Issue #169, opened 2026-04-17
fix: sync --once hangs indefinitely when no events are received after connect


fuleinist:
file:///home/admin/.openclaw/workspace/tmp-pr-body.txt

steipete:
Fixed on main: sync --once now exits after idle and message-event activity resets that timer, so it no longer hangs forever on quiet sessions. Thanks for reporting.

PR #171, opened 2026-04-17
fix: reset idle timer on Connected event in sync --once mode

fuleinist:
## Problem

When running `wacli sync --once`, the process hangs indefinitely on subsequent syncs when no new messages arrive after connection.

The root cause: the idle timer (`--idle-exit`) was only reset when events like `Message` or `HistorySync` were received. On already-synced accounts, no such events arrive after `Connected`, so the timer incorrectly uses the time when `Sync()` was called instead of when the connection was established.

This is tracked in:
- Issue #87: sync --once hangs indefinitely at "Connected." when no history sync event is received
- Issue #169: sync --once hangs indefinitely when no events are received after connect

## Solution

Explicitly reset `lastEvent` when the `Connected` event is received:

```go
case *events.Connected:
    fmt.Fprintln(os.Stderr, "\nConnected.")
    lastEvent.Store(time.Now().UTC().UnixNano())
```

This ensures the idle timer correctly counts from connection time, not from when the sync process started.

## Testing

- First sync: `Connected` then `HistorySync` arrives - timer reset correctly by HistorySync (no regression)
- Subsequent syncs: `Connected` but no new events - timer now correctly starts from connection time

### DIFF
--- a/CHANGELOG.md
+++ b/CHANGELOG.md
@@ -12,6 +12,7 @@
 - Messages: show display text for replies, reactions, and media in `messages context`. (#183 — thanks @fuleinist)
 - Search: keep FTS5 enabled after reopening existing databases with already-applied migrations. (#185 — thanks @iamhitarth)
 - Send: persist retry-message plaintext so linked devices can decrypt retried messages. (#186 — thanks @SimDamDev)
+- Sync: start `sync --once` idle timing after the `Connected` event. (#171 — thanks @fuleinist)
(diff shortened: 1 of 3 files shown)


steipete:
Landed via rebase in ee3f28bb12af1260253dd885ce8ac29c5e543b4c. Reworked this into a regression around delayed connect/idle timing and kept the handler implementation single-source. Full gate passed locally, and GitHub checks passed before merge. Thanks @fuleinist.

_ _ _

EXERCISE REQUIREMENTS: Make an exact copy of all the entries above.

RESULT FOR THIS EXERCISE:
Issue #169, opened 2026-04-17
fix: sync --once hangs indefinitely when no events are received after connect


fuleinist:
file:///home/admin/.openclaw/workspace/tmp-pr-body.txt

steipete:
Fixed on main: sync --once now exits after idle and message-event activity resets that timer, so it no longer hangs forever on quiet sessions. Thanks for reporting.

PR #171, opened 2026-04-17
fix: reset idle timer on Connected event in sync --once mode

fuleinist:
## Problem

When running `wacli sync --once`, the process hangs indefinitely on subsequent syncs when no new messages arrive after connection.

The root cause: the idle timer (`--idle-exit`) was only reset when events like `Message` or `HistorySync` were received. On already-synced accounts, no such events arrive after `Connected`, so the timer incorrectly uses the time when `Sync()` was called instead of when the connection was established.

This is tracked in:
- Issue #87: sync --once hangs indefinitely at "Connected." when no history sync event is received
- Issue #169: sync --once hangs indefinitely when no events are received after connect

## Solution

Explicitly reset `lastEvent` when the `Connected` event is received:

```go
case *events.Connected:
    fmt.Fprintln(os.Stderr, "\nConnected.")
    lastEvent.Store(time.Now().UTC().UnixNano())
```

This ensures the idle timer correctly counts from connection time, not from when the sync process started.

## Testing

- First sync: `Connected` then `HistorySync` arrives - timer reset correctly by HistorySync (no regression)
- Subsequent syncs: `Connected` but no new events - timer now correctly starts from connection time

### DIFF
--- a/CHANGELOG.md
+++ b/CHANGELOG.md
@@ -12,6 +12,7 @@
 - Messages: show display text for replies, reactions, and media in `messages context`. (#183 — thanks @fuleinist)
 - Search: keep FTS5 enabled after reopening existing databases with already-applied migrations. (#185 — thanks @iamhitarth)
 - Send: persist retry-message plaintext so linked devices can decrypt retried messages. (#186 — thanks @SimDamDev)
+- Sync: start `sync --once` idle timing after the `Connected` event. (#171 — thanks @fuleinist)
(diff shortened: 1 of 3 files shown)


steipete:
Landed via rebase in ee3f28bb12af1260253dd885ce8ac29c5e543b4c. Reworked this into a regression around delayed connect/idle timing and kept the handler implementation single-source. Full gate passed locally, and GitHub checks passed before merge. Thanks @fuleinist.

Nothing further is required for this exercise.